Let $V$ be a vector space and $V_1 \subset V_2$ two subspaces of $V$. Then, denoting by $P_1$ and $P_2$ the orthogonal projectors on $V_1$ and $V_2$ respectively, it holds for any matrix $A$ of appropriate dimension $$ \|P_1A\|_F \leq \|P_2 A\|_F, $$ and $$ \|(I - P_1)A\|_F \geq \|(I-P_2) A\|_F, $$ where $\|\cdot\|_F$ is the Frobenius matrix norm.
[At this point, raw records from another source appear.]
PR #239, opened 2023-11-16
[Docs] Simplify docs structure further

saqadri:
[Docs] Simplify docs structure further

Have a single page for extensibility for now, and also get rid of "SDK Overview" (content from that should just be in Usage Guide)


saqadri:
fyi @rholinshead I moved the model parser extensibility page to be extensibility.md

Any idea on how to prove this result?
EDIT (following the comment of Bertrand)
For a vector $v$ it is well known that $$\|P_1 v\|_2 \leq \|P_2 v\|_2.$$ From the definition of the Frobenius norm we have $$\|P_1 A \|_F^2 = \sum_{i,j}a_{ij}^2 = \sum_{i} \|(P_1A)_j\|_2^2 = \sum_{i} \|P_1A_j\|_2^2,$$ where $(PA)_j$ and $A_j$ are the columns of $PA$ and $A$ respectively. Together with the inequality above, this implies $$\|P_1 A \|_F^2 \leq \sum_i \|P_2A_j\|_2^2 = \|P_2 A\|_F^2,$$ which is the desired result.